Immunometabolism is a growing field and examines the effects cellular metabolism has on driving the immune response. T cell function is impacted by the changes in bioenergetics, as metabolism is intricately linked to activation signals intra- and extracellularly, nutrient acquisition, cell cycle progression and proliferation, and overall the induction of a productive effector response. This dissertation interrogates the role immunometabolism plays in CD4+ T cells from dairy cattle during the complete lactation cycle (early lactation to the dry period), as well as its role in the maturation of the CD4+ T cell response in the calf and how that compares to the adult animal.

During the dynamic process of lactation and pregnancy, dairy cattle exhibit various levels of disease susceptibility. Substantial literature indicates a reduced function of innate immunity in early lactating cows, a time when animals are most susceptible to infection. Data shown in Chapter 2 suggests that adaptive immune responses are also reduced during early lactation.

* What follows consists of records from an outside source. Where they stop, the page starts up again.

PR #299, opened 2020-09-22
Customise final summary text

berroar:
Final summary page needs the following to be customisable using the submission definition in the schemas: `Title`, `Warning`, `Declaration`, `Submit button`

### How to review 
You can use the `test_summary_with_submission_text.json` to test this change

### Checklist


berroar:
[Make Final summary customisable (S)](https://trello.com/c/CffmGdMl/4146-make-final-summary-customisable-s)

app/views/handlers/summary.py
```diff
@@ -15,4 +17,20 @@ def get_context(self):
         block = self._schema.get_block(self._current_location.block_id)
         collapsible = block.get("collapsible", False)
         context = questionnaire_summary_context(collapsible)
+
+        submission_schema = self._schema.get_submission()
+
+        if submission_schema:
```
JamesGardiner, line 23:
```suggestion
        if submission_schema := self._schema.get_submission():
```

app/views/handlers/summary.py
```diff
@@ -15,4 +17,20 @@ def get_context(self):
...
+            context["title"] = submission_schema.get("title")
+            context["submit_button"] = submission_schema.get("button")
+            context["guidance"] = submission_schema.get("guidance")
+            context["warning"] = submission_schema.get("warning")
```
JamesGardiner, line 27: Are you simply merging the whole of the `submission_schema` Dict? If so, you could just merge the two...

```Python
context = {**context, **submission_schema}
```

JamesGardiner (changes requested):

LJBabbage (changes requested):
A few minor comments,  we should also extend test_summary_context.py to cover these new scenarios.

app/views/handlers/summary.py
berroar: Not sure if this will work now after I've made the changes from Lewis' comments

tests/integration/questionnaire/test_questionnaire_is_skipping_question.py
```diff
@@ -25,7 +25,6 @@ def test_final_summary_not_available_after_invalidating_section(self):
         self.assertInBody("Were you forced to complete section 2?")
         self.post()
 
-        self.assertInBody("Check your answers before submitting")
```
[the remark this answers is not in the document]
berroar: That bit of text was no longer in the template, so I have now replaced it with the bit of guidance that is

berroar:
> A few minor comments, we should also extend test_summary_context.py to cover these new scenarios.

@LJBabbage  Found it a difficult to add a test for this, maybe because the code I added is in the handler, not in the contexts? Not sure we usually add tests for the handlers

app/views/handlers/summary.py
JamesGardiner: I think you are correct

LJBabbage:
> @LJBabbage Found it a difficult to add a test for this, maybe because the code I added is in the handler, not in the contexts? Not sure we usually add tests for the handlers

Sorry Rhys I didn't notice until I have just looked again, you have put the extra code in the handler, when it should be in the context (QuestionnaireSummaryContext) This then makes it easier to test as well

app/views/handlers/summary.py
```diff
@@ -15,4 +17,24 @@ def get_context(self):
         block = self._schema.get_block(self._current_location.block_id)
         collapsible = block.get("collapsible", False)
         context = questionnaire_summary_context(collapsible)
+
+        if submission_schema := self._schema.get_submission():
```
LJBabbage, line 21: This should be in QuestionnaireSummaryContext

app/views/handlers/summary.py
```diff
@@ -15,4 +17,24 @@ def get_context(self):
...
+                "Please submit this survey to complete it"
+            )
+            context["warning"] = submission_schema.get("warning") or None
+        else:
+            context["title"] = lazy_gettext("Check your answers and submit")
+            context["submit_button"] = lazy_gettext("Submit answers")
+            context["guidance"] = lazy_gettext(
+                "Please submit this survey to complete it"
+            )
+            context["warning"] = None
```
LJBabbage, line 38: This should be in QuestionnaireSummaryContext

app/views/handlers/summary.py
LJBabbage, line 21: You don't need the walrus, it can just be
```
submission_schema := self._schema.get_submission():
```
and then dump the else

berroar: Thanks, I've moved the code now and added a test 👍

JamesGardiner (approved):

tests/app/views/contexts/test_summary_context.py
```diff
@@ -82,14 +82,33 @@ def test_build_summary_rendering_context(self):
             self.language,
             self.schema,
             self.answer_store,
-            self.progress_store,
             self.list_store,
+            self.progress_store,
```
LJBabbage, line 86: Not sure why the position change

tests/functional/spec/features/summary/summary_screen.spec.js
```diff
@@ -3,6 +3,8 @@ import RadioPage from "../../../generated_pages/summary/radio.page.js";
 import SummaryPage from "../../../generated_pages/summary/summary.page.js";
 import TestNumberPage from "../../../generated_pages/summary/test-number-block.page.js";
 
+import DessertBlockPageSubmission from "../../../generated_pages/summary_with_submission_text/dessert-block.page.js";
```
LJBabbage, line 6: We generally keep these together and in alphabetical order

templates/summary.html
```diff
@@ -8,13 +8,20 @@
...
+          }) %}
+          <p data-qa="warning">{{ content.warning }}</p>
+        {% endcall %}
+    {% endif %}
 
     {% call onsPanel({
       "classes": "print__hidden u-mb-l"
     }) %}
-      <strong>{{ _("Please submit this survey to complete it") }}</strong>
-      <p>{{ _("Check your answers before submitting") }}</p>
```
LJBabbage, line 17: I couldn't see on the card this being removed, was it requested by Donna?

LJBabbage (changes requested):
Only point that needs clarifying  "Check your answers before submitting"  to be removed?

tests/app/views/contexts/test_summary_context.py
berroar: They were the wrong way around, now matches the `QuestionnaireSummaryContext` order in the class

templates/summary.html
berroar: @LJBabbage confirmed with Donna that this text is no longer required

LJBabbage (approved):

CD4+ T cells, a critical cell type in the effector and memory immune response, were shown to have decreased cytokine production, as well as an altered metabolic phenotype in comparison to cells from dry cows and cows later in lactation.

Additionally, an examination of the altered effector function exhibited by calf CD4+ T cells, as anticipated, produced less cytokines, but exhibited a propensity to produce Th2-driven cytokine IL-4 rather than Th1-driven cytokine IFN-γ. Polyclonal activation of CD4+ T cells from calves induced a unique metabolic phenotype with both mitochondrial respiration and aerobic glycolysis increasing, characteristic of the metabolic phenotype of Th2 cells. Upon activation, we also show an increase in glycolytic genes and aerobic glycolysis, greater than that from adult cows. Additionally, in comparison to adult cows, we show young calves have a greater proportion of recent thymic emigrants (RTEs), an immature t cell population shown to have dampened effector and metabolic functions. However, the complete contribution of RTEs to the altered metabolic reprogramming and dampened effector function of CD4+ T cells from young calves remains to be elucidated

In conclusion, CD4+ T cells from dairy cattle exhibit differential metabolic phenotypes during activation that can be attributed to physiological status, as well as development and the maturation of the immune system.